RECORDS FOR THE TASK:
◇ ◇ ◇

PR #539, opened 2025-05-13
Custom RPC opts mapper

mupperton:
Motivation:
I want to be able to set a HTTP header on every RPC call, which I currently achieve by iterating over my handlers and wrapping them in a new function which modifies the `ctx` object to overwrite the RPC call methods and auto-inject the HTTP header into an existing ClientCallOptions object or create a new one, on each call - a bit of a hassle

Possible other use cases:
- Set a different serde by default for RPC ops
- logging
- any RPC hooks of interest

I considered other approaches to this problem, such as allowing it to be set as handler metadata, which would then become a property of the HandlerWrapper class, but this didn't feel logical to belong to an individual handler, and felt more global - of course the mapper function can be coded to opt-out of default behaviour if a handler actually provides some Opts or SendOpts

Happy to hear thoughts on this, and please feel free to enhance the JSDoc on the public API if not sufficient

Happy to shorten the property names (e.g. `clientCallOptsMapper`) if too verbose, but I struggled to think of a good short name

### DIFF
--- a/packages/restate-sdk/src/endpoint/handlers/generic.ts
+++ b/packages/restate-sdk/src/endpoint/handlers/generic.ts
@@ -304,10 +304,12 @@ export class GenericHandler implements RestateHandler {
       attemptCompletedSignal: abortSignal,
     };
 
+    const handlerComponent = handler.component();
+
     // Prepare logger
     const loggerContext = new LoggerContext(
       input.invocation_id,
-      handler.component().name(),
+      handlerComponent.name(),
       handler.name(),
       handler.kind() === HandlerKind.SERVICE ? undefined : input.key,
       invocationRequest,
@@ -355,7 +357,9 @@ export class GenericHandler implements RestateHandler {
       invocationRequest,
       invocationEndPromise,
       inputReader,
-      outputWriter
+      outputWriter,
+      handlerComponent.clientCallOptsMapper,
+      handlerComponent.clientSendOptsMapper
     );
 
     // Finally invoke user handler
--- a/packages/restate-sdk/src/common_api.ts
+++ b/packages/restate-sdk/src/common_api.ts
@@ -32,6 +32,8 @@ export type {
   SendClient,
   ClientCallOptions,
   ClientSendOptions,
+  ClientCallOptsMapper,
+  ClientSendOptsMapper,
   RemoveVoidArgument,
 } from "./types/rpc.js";
 export {
--- a/packages/restate-sdk/src/context_impl.ts
+++ b/packages/restate-sdk/src/context_impl.ts
@@ -38,7 +38,12 @@ import {
   TerminalError,
   UNKNOWN_ERROR_CODE,
 } from "./types/errors.js";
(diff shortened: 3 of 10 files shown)


packages/restate-sdk/src/endpoint/handlers/generic.ts
```diff
@@ -304,10 +304,12 @@ export class GenericHandler implements RestateHandler {
       attemptCompletedSignal: abortSignal,
     };
 
+    const handlerComponent = handler.component();
```
mupperton, line 307: In hindsight, this extraction is not necessary, can inline all 3 usages if preferred

mupperton:
> * One thing that you'd need to be aware of is that the `input` / `output` keys are used at discovery and they report the shape of the input and the output. I'm not sure how clear it is that these new `endpoint` options are not effecting this.

This isn't touching the serdes of the handlers, so no issues with discovery, this is about when doing an RPC call

> * Also, I'm wondering rather this is a bit too specific, as probably what is a bit more general than this is e is some sort of a request middle-ware/interceptor.

Yeah that's fair, this could instead be done as an interceptor on `genericCall` and `genericSend`, would that be better?

> * Should this be configured per service as well, not only per endpoint? I can imagine that some services might have different requirements (different header's to set?)

Potentially yes, although I'd imagine if you had a specific header for a specific use-case you would want to add that in-line in usages, this was meant more as a global setting, like you always use binary data in every handler, or always use your own custom JSON serde, so you don't want to overwrite the input/output serde of every RPC call/send in addition to the handler serde changes made for discovery

I think possibly the interceptor style approach on genericCall/genericSend might be the way to go though instead, and hopefully a cleaner implementation - let me know if you agree

slinkydeveloper:
Hey @mupperton, I've read through this proposal, here's my 2 cents.

I generally agree with the need, but I wonder if we can perhaps serve this API in "stages", just focusing on the set of defaults config options you need for all the requests and without starting with an "endpoint global" configuration. 

So how about this to begin with:

```
val clientFactory = ctx.clientFactory(opts?: { /** all the default opts for all the RPCs here **/})
```

This `clientFactory` basically contains `genericCall` and `genericSend`, and the various `workflowSend`/`workflowClient`/`serviceSend`/`serviceClient` etc etc (we could even shorter the names to just `service`/`workflow`/`object` and the send variants. Ofc if the user provides additional _options_ on the callsite, we need to merge them.

Then from this, we could introduce a "service options scoped" client factory (e.g. in the new service `options`). Then after that, we can go and put it on the endpoint if we need to... Tell me if that makes sense to you!

Re: using this mapper for logging, i think that would be a bad usage of this abstraction tbh, and i would do that in a different way (maybe an opt in the rpc opts, idk).

Generally the mapper idea (as opposed to "static" config options) can work for me, but I wonder if it's too broad and just some static defined options are enough. My worry with the mapper is that people might get tricked to believe that in there they can run non deterministic code... Plus if we start from static config, we can evolve it to mapper anyway when moving forward.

◇ ◇ ◇

ACTIVITY: Lines that contain "clientFactory" should be pulled from the entries above and reported.

RESULT:
val clientFactory = ctx.clientFactory(opts?: { /** all the default opts for all the RPCs here **/})
This `clientFactory` basically contains `genericCall` and `genericSend`, and the various `workflowSend`/`workflowClient`/`serviceSend`/`serviceClient` etc etc (we could even shorter the names to just `service`/`workflow`/`object` and the send variants. Ofc if the user provides additional _options_ on the callsite, we need to merge them.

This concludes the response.